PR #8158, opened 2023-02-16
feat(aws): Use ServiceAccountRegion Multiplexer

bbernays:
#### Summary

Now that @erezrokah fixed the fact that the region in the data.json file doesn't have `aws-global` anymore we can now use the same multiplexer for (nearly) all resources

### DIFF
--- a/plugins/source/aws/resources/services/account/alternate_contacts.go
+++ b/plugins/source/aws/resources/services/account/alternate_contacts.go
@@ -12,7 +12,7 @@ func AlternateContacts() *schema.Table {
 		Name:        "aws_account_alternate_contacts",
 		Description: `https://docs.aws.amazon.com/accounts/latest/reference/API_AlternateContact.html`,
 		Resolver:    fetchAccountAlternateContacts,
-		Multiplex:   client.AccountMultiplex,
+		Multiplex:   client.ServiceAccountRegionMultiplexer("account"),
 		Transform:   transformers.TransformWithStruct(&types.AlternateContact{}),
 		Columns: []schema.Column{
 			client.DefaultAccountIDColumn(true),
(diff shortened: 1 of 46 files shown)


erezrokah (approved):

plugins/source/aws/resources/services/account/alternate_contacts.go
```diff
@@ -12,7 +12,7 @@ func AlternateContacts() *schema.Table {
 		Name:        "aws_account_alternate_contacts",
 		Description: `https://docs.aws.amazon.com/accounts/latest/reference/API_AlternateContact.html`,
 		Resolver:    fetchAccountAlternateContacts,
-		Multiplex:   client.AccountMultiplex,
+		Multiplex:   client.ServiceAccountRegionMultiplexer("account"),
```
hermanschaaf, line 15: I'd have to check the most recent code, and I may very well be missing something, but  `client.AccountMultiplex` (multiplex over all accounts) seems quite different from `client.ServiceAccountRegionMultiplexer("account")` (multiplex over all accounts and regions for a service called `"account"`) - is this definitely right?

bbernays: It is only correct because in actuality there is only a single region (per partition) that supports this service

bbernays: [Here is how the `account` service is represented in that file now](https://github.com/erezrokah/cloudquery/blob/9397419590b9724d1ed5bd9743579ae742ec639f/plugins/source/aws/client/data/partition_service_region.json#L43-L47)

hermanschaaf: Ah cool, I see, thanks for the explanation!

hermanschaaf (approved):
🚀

__________

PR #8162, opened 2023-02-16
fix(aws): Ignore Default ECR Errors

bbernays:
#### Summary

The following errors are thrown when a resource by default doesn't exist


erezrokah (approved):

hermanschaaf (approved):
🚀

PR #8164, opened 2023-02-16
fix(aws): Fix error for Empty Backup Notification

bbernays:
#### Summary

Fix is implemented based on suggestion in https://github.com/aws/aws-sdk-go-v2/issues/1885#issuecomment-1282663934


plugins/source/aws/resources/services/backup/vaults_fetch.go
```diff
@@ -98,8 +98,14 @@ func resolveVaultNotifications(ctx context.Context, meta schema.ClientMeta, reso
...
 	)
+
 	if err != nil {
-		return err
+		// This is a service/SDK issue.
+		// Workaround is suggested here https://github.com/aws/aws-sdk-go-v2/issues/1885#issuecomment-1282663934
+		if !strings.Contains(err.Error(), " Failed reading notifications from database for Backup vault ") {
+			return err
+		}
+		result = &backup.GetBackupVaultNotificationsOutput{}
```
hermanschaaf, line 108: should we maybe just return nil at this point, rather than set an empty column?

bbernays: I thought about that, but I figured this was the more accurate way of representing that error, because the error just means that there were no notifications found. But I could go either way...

__________

**Problem requirements**
Copy out every line of the listing that includes the string "issues".

**Reply to the exercise**
Fix is implemented based on suggestion in https://github.com/aws/aws-sdk-go-v2/issues/1885#issuecomment-1282663934
+		// Workaround is suggested here https://github.com/aws/aws-sdk-go-v2/issues/1885#issuecomment-1282663934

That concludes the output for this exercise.